Iran’s top diplomat has acknowledged that Iranians “were lied to” for days after the Islamic Republic accidentally shot down a Ukrainian jetliner.


— Your $14 salad isn’t as eco-friendly as it’s advertised. But Santa Monica-based Sweetgreen hasn’t stopped trying to make fast-casual lunch sustainable.

— Remember DVDs? Universal Pictures and Warner Bros. do. They’re teaming up on a plan to keep the business of selling shiny physical discs alive.


— The death of Mongolian Groom in the $6-million Breeders’ Cup Classic at Santa Anita on Nov. 2 could have been prevented, according to a report released by the Breeders’ Cup.

— The L.A. Galaxy’s impending acquisition of Javier “Chicharito” Hernández is another triumph for Major League Soccer, columnist Dylan Hernández writes.


— A new rule from the International Olympic Committee bars athletes from displays of protest at this summer’s games in Tokyo. The editorial board says that’s an absurd decision.

St. Vincent Medical Center is closing. Roughly 60,000 people are homeless in L.A. County. Columnist Steve Lopez asks: Are you thinking what I’m thinking?


— If you can’t find love on “The Bachelor/ette,” you can still find a second career as an influencer. How the show became a fast track to social media celebrity. (The Ringer)

— Politicians are sharing meme-ified disinformation.

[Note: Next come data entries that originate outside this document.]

PR #9434, opened 2022-11-22
Fix #9429: rowSelectMode="none" remove cursor pointer

### LINKED ISSUE #9429: DataTable: selectionMode=multiple with rowSelectMode=none still shows cursor pointer

melloware:
Fix #9429: rowSelectMode="none" remove cursor pointer

### DIFF
--- a/primefaces/src/main/resources/META-INF/resources/primefaces/datatable/datatable.js
+++ b/primefaces/src/main/resources/META-INF/resources/primefaces/datatable/datatable.js
@@ -809,6 +809,9 @@ PrimeFaces.widget.DataTable = PrimeFaces.widget.DeferredWidget.extend({
             if(this.cfg.rowSelectMode !== 'none') {
                 this.bindRowEvents();
             }
+            else {
+                this.jq.find('tr.ui-datatable-selectable').css('cursor', 'default');
+            }
         }
         else if(this.cfg.selectionMode === 'checkbox') {
             this.bindCheckboxEvents();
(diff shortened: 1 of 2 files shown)


primefaces/src/main/resources/META-INF/resources/primefaces/datatable/datatable.js
```diff
@@ -809,6 +809,9 @@ PrimeFaces.widget.DataTable = PrimeFaces.widget.DeferredWidget.extend({
             if(this.cfg.rowSelectMode !== 'none') {
                 this.bindRowEvents();
             }
+            else {
+                this.jq.find('tr.ui-datatable-selectable').css('cursor', 'default');
```
jepsar, line 813: Why are there rows classed with `ui-datatable-selectable` when row select mode is `none`?

FlipWarthog: Take a look at the initial PR #9430. It's a difference between selecting via row click vs. actually clicking the checkbox, but removing the style affects the checkboxes too.

PR #9445, opened 2022-11-24
VirusScan: Provide defaults for host and port #9437 (fix when ClamDaemonScanner is used without having a FacesContext)

tuerker:
Rational of this PR: I want to reuse the virus scanner configured with primefaces also from my Web services, i.e., without having a FacesContext and without introducing yet another dependency and configuration. Currently this does not work. Therefore, the ClamDaemonScanner is now extended to check whether a FacesContext is given. If yes, it uses the settings from web.xml; otherwise it takes its default settings.

@melloware: is there a "easy" way to access the init params of web.xml here in this place without having a FacesContext? That would be the next well-needed improvement. Then, the virus scanner would be used with a single configuration for both GUI as wellas Web services.


melloware:
That is a @tandraschko question I have always just followed the pattern of the rest of the code base in retrieving web.xml params.

tandraschko:
TBH i dont like that
ClamDaemonScanner received the params as constructor param, which is perfectly fine compared that it ready web.xml params by itself

melloware:
I agree this isn't saving much here its just moving pieces around on the chessboard.

tuerker:
@tandraschko how you would advice to make the virus scanner reusable also in case where the FacesContext is not given without being forced to maintain yet another dependency with possibly different configuration parameters?

tandraschko:
i think you should just use ClamDaemonClient and not the wrapper ClamDaemonScanner, which heavily depends on JSF APIs

it even has a constructor with your default params and so on

tuerker:
yes, this works fine and was exactly what i was doing. my method looks as follows:

```
      public static String virusScan(UploadedFile file) {
        ClamDaemonScanner clamDaemonScanner = new ClamDaemonScanner();
        ClamDaemonClient clamDaemonClient = clamDaemonScanner.getClamAvClient();
        try {
            clamDaemonClient.ping();
        } catch (IOException e) {
            String msg = Messages.get("virusScannerPingError").replace("{0}", clamDaemonClient.getHost()).replace("{1}", String.valueOf(clamDaemonClient.getPort()))
                .replace("{2}", String.valueOf(clamDaemonClient.getTimeout()));
            logger.severe(msg);
            return msg;
        }
        try {
            clamDaemonScanner.scan(file);
        } catch (VirusException exception) {
            String msg = Messages.get("virusScannerInfectedFileReport").replace("{0}", file.getFileName());
            logger.severe(msg);
            return msg;
        }
        return null;
    }
```

but when i invoke this method from my web service it does not work anymore since there is no FacesContext given which is needed to correctly construct the ClamDaemonClient. There it currently runs into a null pointer exception.

melloware:
@tuerker yes when I donated this class it worked standalone in my project the wrapper was only to allow it to work inside JSF and be pluggable in the FileUpload VirusScan SPI.

tandraschko:
we as PrimeFaces, rely on JSF config mechanism, which is FacesContext
we dont have any other way to get the ServletContext and receive context params and so on
and if you check CalmDeamonClient, thats exactly the thing you want
it doenst rely on JSF and you can pass your config, maybe via JAX-RS context or try to crap somehow ServletContext and pass it

tuerker:
this fix here avoids the NPE and uses the hard-coded default settings. as said above, ideally the configuration done in the web.xml could be also taken here. therefore, my question how to access here the web.xml params without having a FacesContext?

tandraschko:
you need a ServletContext, you must receive it from your WS framework
and even then, we should not use it in PrimeFaces as it wouldnt work in portlets - So the Scanner will always rely on JSF and FacesContext, the Client won't

tuerker:
I am not happy with that. My thought was to get rid of the additional dependency to import the ClamAV virus scanner explicitly. So, i can also stick to our old solution where all the file uploads are checked via a listener.

tandraschko:
i can just say that our code in PF is fine as the logic is a own class, the Client, which is indepdent of JSF
and the wrapper around with JSF dependency is in the Scanner
everything else like magically receiving configuration isnt possible for us

melloware:
+1 tandraschko

melloware:
@tuerker when I donated this code I actually kept the client separate because I use it in a CDI interceptor like this...

```java
@RequestScoped
public class VirusScannerService {

   /* Logger for this class */
   private static final Logger LOG = LoggerFactory.getLogger(VirusScannerService.class);

   /** The IP Address of the machine where ClamAV is running */
   @Inject
   @Configure(key = "com.melloware.web.virus.scanner.host", defaultValue = "127.0.0.1") // NOPMD
   String scannerHost;

   /** The Port of the machine where ClamAV is running */
   @Inject
   @Configure(key = "com.melloware.web.virus.scanner.port", defaultValue = "3310")
   Integer scannerPort;

   /**
    * The timeout of how much time to give CLamAV to scan the virus before
    * failing
    */
   @Inject
   @Configure(key = "com.melloware.web.virus.scanner.timeoutmilliseconds", defaultValue = "60000")
   Integer timeout;

   /**
    * Property to enable or disable the virus scanner. Useful for developers who
    * don't want to scan files locally.
    */
   @Inject
   @Configure(key = "com.melloware.web.virus.scanner.enabled", defaultValue = BooleanUtils.TRUE)
   Boolean scannerEnabled = Boolean.TRUE;

   /**
    * Scans an {@link InputStream} for any viruses. If any virus is detected an
    * exception will be thrown.
    *
    * @param filename the name of the file to be scanned
    * @param inputStream the {@link InputStream} of the file to scan
    * @throws MaliciousFileException if any virus is detected
    */
   public void scanFile(final String filename, final InputStream inputStream) throws MaliciousFileException {
      LOG.info("Starting the virus scan for file: {}", filename);
      if (!scannerEnabled) {
         LOG.warn("Virus Scanner is currently disabled!");
         return;
      }

      try {
         final ClamAvClient client = getClient();
         final byte[] reply = client.scan(inputStream);
         final String message = new String(reply, StandardCharsets.US_ASCII).trim();
         LOG.info("Scanner replied with message: {}", message);
         if (!ClamAvClient.isCleanReply(reply)) {
            final String error = String.format("Scan detected viruses in %s! Response = %s", filename, message);
            LOG.error("ClamAV {}", error);
            throw new MaliciousFileException(error);
         }
      } catch (final MaliciousFileException ex) {
         throw ex;
      } catch (final RuntimeException | IOException ex) {
         final String error = String.format("Unexpected error scanning file - %s",
                  ExceptionUtils.getRootCauseMessage(ex));
         throw new MaliciousFileException(error, ex);
      } finally {
         LOG.info("Finished virus scanning {}!", filename);
      }
   }

   /**
    * Returns a new ClamAvClient which can be overridden in unit tests.
    *
    * @return the {@link ClamAVClient}
    */
   ClamAvClient getClient() {
      return new ClamAvClient(scannerHost, scannerPort, timeout);
   }

}
```

tuerker:
thank you both for the explainations.

PR #9455, opened 2022-11-28
Fix #9453: CSP with PrimeExceptionHandler

### LINKED ISSUE #9453: AjaxExceptionHandler + CSP - OnClick is not triggered
### Describe the bug

If i use AjaxExceptionHandler with enabled CSP all inline JS (e.g. onClick) inside the Dialog will not be triggered. If i disable CSP its working. If i open the Dialog manually and let CSP enabled its also working. But both together not working.

### Reproducer

[producer.zip](https://github.com/primefaces/primefaces/files/10104942/producer.zip)

### Expected behavior

_No response_

### PrimeFaces edition

_No response_

### PrimeFaces version

12.0.0

### Theme

_No response_

### JSF implementation

Mojarra

### JSF version

X.X

### Java version

11

### Browser(s)

_No response_

melloware:
Fix #9453: CSP with PrimeExceptionHandler

I started this PR and it works except for 1 thing.  The `PrimeFaces.csp.init` is not being registered because that happens in RENDER_RESPONSE phase but this error is in INVOKE_APPLICATION phase and never gets to the Phase Listener.


melloware:
There is still one more issue I am having trouble figuring out what is happening.

melloware:
OK fixed all issues but I had to add a second check if its an AJAX request not just a PostBack.

primefaces/src/main/java/org/primefaces/csp/CspState.java
```diff
@@ -53,7 +53,7 @@ public CspState(FacesContext context) {
      */
     public String getNonce() {
         if (nonce == null) {
-            if (context.isPostback()) {
+            if (context.isPostback() || context.getPartialViewContext().isAjaxRequest()) {
```
tandraschko, line 57: isnt a AJAX request always a postback?

melloware: SO I don't fully understand it but in `PrimeExceptionHandler` when it goes to determine if its an AJAX request it does this `context.getPartialViewContext().isAjaxRequest()`.  So in this use case it kept generating a new CSP token even though this was an AJAX request not a new request. When I tracked it down `context.isPostBack` was `false` but `context.getPartialViewContext().isAjaxRequest()` was true!

melloware: I am not sure if this has to do with the "phase" the ExceptionListener is catching the error or something else?

tandraschko:
in general your change looks good, +1

i just wonder if there would be a case now where CSP would be initialized twice (somehow if the PhaseListener + the ExceptionHandler runs)
does it hurt to init 2x times? Otherwise i would add a security check + remeber the init in the facesContext attributes for the current reuqest

melloware:
Let me check if init 2X affects it or to defend against it.  I will test today.

melloware:
I added a check to make sure if doesn't accidentally get called twice.

PR #9462, opened 2022-12-01
Fix #9461 improve CSP nonce handling and validation

### LINKED ISSUE #9461: HTTP-Header Content-Security-Policy Nonce can be overwritten by client for Ajax requests
### Describe the bug

A content security policy with a secure directive is used. However, it is possible to influence the script-src directive and thus bypass the protection of the CSP header. The nonce value is set by the client-side parameter primefaces.nonce. This allows the **nonce value** in **POST requests to be determined by the user**, bypassing the protection of the header. 

--> The nonce value should be randomly generated on the server side for each request/response. The user must not be able to influence the nonce value.

### Sample Request:

**Header:**
POST https://localhost:8444/testTab.jsf HTTP/1.1
Host: localhost:8444
User-Agent: Mozilla/5.0 (Windows NT 10.0; Win64; x64; rv:106.0) Gecko/20100101 Firefox/106.0
Accept: application/xml, text/xml, */*; q=0.01
Accept-Language: en-US,en;q=0.5
Content-Type: application/x-www-form-urlencoded; charset=UTF-8
Faces-Request: partial/ajax
X-Requested-With: XMLHttpRequest
Content-Length: 963
...

**Body:**
javax.faces.partial.ajax=true&javax.faces.source=quick-filters%3AquickFilter-form%3AselectOneMenuTestDropdown&javax.faces.partial.execute=quick-filters%3AquickFilter-form%3AselectOneMenuTestDropdown&javax.faces.partial.render=testTable-form&javax.faces.behavior.event=change&javax.faces.partial.event=change&quick-filters%3AquickFilter-form=quick-filters%3AquickFilter-form&javax.faces.ViewState=499211688213529577%3A-8085365838550146838&**primefaces.nonce=testscript1234**

### Response:

**Header:**
HTTP/1.1 200 OK
Content-Type: text/xml;charset=utf-8
Content-Security-Policy: default-src 'none'; base-uri 'self'; frame-ancestors 'none'; connect-src 'self'; img-src 'self'; font-src 'self'; style-src 'self' 'unsafe-inline'; script-src 'strict-dynamic' **'nonce-testscript1234'**
Pragma: no-cache
...

**Body:**
```
<xml version='1.0' encoding='utf-8'?>
<partial-response id="j_id1"><changes><update id="quick-filters:quickFilter-form-messages">
<![CDATA[<div id="quick-filters:quickFilter-form-messages" class="ui-messages ui-widget" aria-live="polite"</div>]]>/update>
<update id="testTable-form:testTable"><![CDATA[<tr data-ri="32660" class="ui-widget-content ui-datatable-even" role="row"><td role="gridcell" class=""><span class=" ">*******</span></td>
<td role="gridcell" class=""></td><td role="gridcell" class="">*******</td>
<td role="gridcell" class=""><span class=" ">*******</span></td>
<td role="gridcell" class="pre-wrap break-word"><span class=" "></span></td>
<td role="gridcell" class="">*******</td>
<td role="gridcell" class="">*******</td>
<td role="gridcell" class="">*******</td>
<td role="gridcell" class="column-ac-tion"><button id="testTable-form:testTable:32660:view-button" name="testTable-%form:test-Table:32660:view-button" class="ui-button ui-widget ui-state-default ui-corner-all ui-button-icon-only secondary-%button" type="submit"><span class="ui-button-icon-left ui-icon ui-c ui-icon-pa-per"></span><span class="ui-button-text %ui-c">ui-button</span></button>
```
**<script id="testTable-form:testTable:32660:view-button_s" type="text/javascript" %nonce="testscript1234">** 
```
PrimeFaces.cw("CommandButton","widget_testTable_form_test-Table_32660_view_button",{id:"testTable-form:testTable:32660:view-button"});</script></td></tr>
```

### Reproducer

_No response_

### Expected behavior

The nonce value should be randomly generated on the server side for each request/response. The user must not be able to influence the nonce value.

### PrimeFaces edition

_No response_

### PrimeFaces version

10.0.10

### Theme

Bootstrap

### JSF implementation

All

### JSF version

2.2.20

### Java version

17.0.3

### Browser(s)

Firefox 106.0.5 (64-bit)

NicolaIsotta:
fix #9461

### DIFF
--- a/primefaces/src/main/java/org/primefaces/csp/CspState.java
+++ b/primefaces/src/main/java/org/primefaces/csp/CspState.java
@@ -54,11 +54,15 @@ public class CspState {
     public String getNonce() {
         if (nonce == null) {
             if (context.isPostback()) {
-                nonce = context.getExternalContext().getRequestParameterMap().get(Constants.RequestParams.NONCE_PARAM);
+                nonce = (String) context.getViewRoot().getViewMap().get(Constants.RequestParams.NONCE_PARAM);
+                if (nonce == null) {
+                    nonce = context.getExternalContext().getRequestParameterMap().get(Constants.RequestParams.NONCE_PARAM);
+                }
                 validate(nonce);
             }
             else {
                 nonce = Base64.getEncoder().encodeToString(UUID.randomUUID().toString().getBytes(StandardCharsets.UTF_8));
+                context.getViewRoot().getViewMap().put(Constants.RequestParams.NONCE_PARAM, nonce);
             }
         }
 
@@ -76,7 +80,8 @@ public class CspState {
             throw new FacesException("Missing CSP nonce");
         }
         try {
-            Base64.getDecoder().decode(nonce);
+            String decodedNonce = new String(Base64.getDecoder().decode(nonce), StandardCharsets.UTF_8);
+            UUID.fromString(decodedNonce);
         }
         catch (Exception e) {
             throw new FacesException("Invalid CSP nonce", e);


NicolaIsotta:
Some notes:

- the nonce is now stored in the ViewMap, so it can't be overwritten by the user. If for some reason it can't be retrieved from the ViewMap (eg stateless views) the old method is used as fallback
- in every case, the decode nonce value is validated using java's built-in [`UUID.fromString`](https://docs.oracle.com/javase/8/docs/api/java/util/UUID.html#fromString-java.lang.String-)

tandraschko:
i really dont remember anymore why we didnt use the viewmap (stateless is a reason but the right way would be like in your PR)
maybe we had a code, which tried to access CSP to early in JSF lifecycle?

NicolaIsotta:
According to [these comments](https://github.com/primefaces/primefaces/commit/c614e01cd4a5dca71487f5c0852478ddfd6a58dc#r33359932) the reason was stateless views. I couldn't find any other mention of ViewMap drawbacks, even in the issue ( #3505 )

melloware (approved):

melloware:
I am good with these changes.  We have a bunch of nightly integration tests that run in CSP mode and we have a lot of time before 13.0 is final and we can let this fix burn in.  So I am inclined to merge it @tandraschko ?

Hurled4505:
I still got some concerns, would it be possible to somehow get rid of the fallback algorithm?
As this could allow users to input their own nonce when the website is in either in a stateless state or there is no nonce saved in the ViewMap and the nonce follows the UUID representation.

melloware:
@Hurled4505 but in a purely stateless state there is no "view map" right?  so the NONCE has to be stored somewhere?

NicolaIsotta:
> I still got some concerns, would it be possible to somehow get rid of the fallback algorithm? As this could allow users to input their own nonce when the website is in either in a stateless state or there is no nonce saved in the ViewMap and the nonce follows the UUID representation.

Another approach I thinked about was encrypting the nonce with AES or something like that. Guess Mojarra and MyFaces do something similar with the viewstate.

melloware:
Enncrypting it depending on the encryption is a trade off of performance.  If we can encrypt the same way as MyFaces or Mojarra that would be OK I would think!

NicolaIsotta:
Both Mojarra ([ByteArrayGuard](https://github.com/eclipse-ee4j/mojarra/blob/e4c1f84456dac659fc31ef7af8bbfad711e0876a/impl/src/main/java/com/sun/faces/renderkit/ByteArrayGuard.java)) and MyFaces ([StateUtils](https://github.com/apache/myfaces/blob/93a47f3c78716f0ff3c01227ee1cd5972aeb965b/impl/src/main/java/org/apache/myfaces/application/viewstate/StateUtils.java)) use AES by default (although MyFaces is much more configurable). It should be pretty fast in modern JDKs.

Anyway, the current approach is fine for my requirements so I'm not investigating further, at least in the short term. If anyone wants to work on this, I think [ClientSideStateHelper](https://github.com/eclipse-ee4j/mojarra/blob/e4c1f84456dac659fc31ef7af8bbfad711e0876a/impl/src/main/java/com/sun/faces/renderkit/ClientSideStateHelper.java) from Mojarra can be a good inspiration.

melloware:
yeah i personally think it might be overkill for this feature but would like @tandraschko opinion.  We could probably take some code like `StateUtils` from MyFaces and implement it.

tandraschko:
What about a rembering and validate generated nonce in session scoped?

melloware:
but for stateless views there is no Session right?

tandraschko:
Depends but not necessarly

Issue #11569, opened 2024-03-05
Provide a JS util to overwrite a local specific setting like firstDayOfWeek for all locales on the current view


tandraschko:
one of my customers have a production line in a specific country and they have the requiremenent to set the firstDayOfWeek for all locales, indepedent of the current browser locale

in theory they could overwrite all via:
```
PrimeFaces.locales["en"].firstDayOfWeek = 0
PrimeFaces.locales["de"].firstDayOfWeek = 0
PrimeFaces.locales["fr"].firstDayOfWeek = 0
....
```

but thats just to much overhead

i will introduce a util method like:
```
PrimeFaces.overwriteAllLocalesValue('firstDayOfWeek', 0);
```

this will loop all PrimeFaces.locales and overwrite the value in the current view.

any idea for a better method name?

melloware:
Sounds good to me the only other name u can think of if "forceLocaleValue" but not sure it's any better

jepsar:
`setGlobalLocaleValue`?

PR #11573, opened 2024-03-05
Fix #10762 - Chronoline: generate unique client ids per iteration

### LINKED ISSUE #10762: Chronoline: Inherit UIData
### Describe the bug

In the following example:
```xhtml
<p:chronoline value="#{searchChatBean.conversations}" var="conv">
    <p:commandLink action="#{searchChatBean.switchConversation(conv)}" update=":chat" process="@this">
          <h6 class="mb-0">#{conv.title}</h6>
    </p:commandLink>
</p:chronoline>
```

When `searchChatBean.switchConversation(conv)`  called `conv` is always `null`. However, replacing `p:chronoline` with `ui:repeat` fixes the issue.

### Reproducer

_No response_

### Expected behavior

Item iteration works in the same way as in `ui:repeat`.

### PrimeFaces edition

Community

### PrimeFaces version

13.0.1

### Theme

_No response_

### JSF implementation

MyFaces

### JSF version

4.0.1

### Java version

17

### Browser(s)

_No response_

Rapster:
Fix #10762

### DIFF
--- a/primefaces-showcase/src/main/java/org/primefaces/showcase/view/data/ChronolineView.java
+++ b/primefaces-showcase/src/main/java/org/primefaces/showcase/view/data/ChronolineView.java
@@ -25,6 +25,8 @@ package org.primefaces.showcase.view.data;
 
 import javax.annotation.PostConstruct;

Their supporters don’t care. (Washington Post)

— Despite an aggressive marketing push by Disney, “Star Wars” movies keep flopping in China, where nostalgia for the series has no power over viewers. (New York Times)


The year 2010 wasn’t exactly an auspicious time to launch a record label — U.S. album sales had hit an all-time low, according to Nielsen. But for the founders of L.A. independent label Innovative Leisure, the time was ripe for a passion project that, over the next decade, would launch some of the biggest names in indie music today. This weekend, the label will celebrate its 10th anniversary with a two-day bash at Pappy & Harriet’s in Pioneertown featuring some of the acts that have kept it going.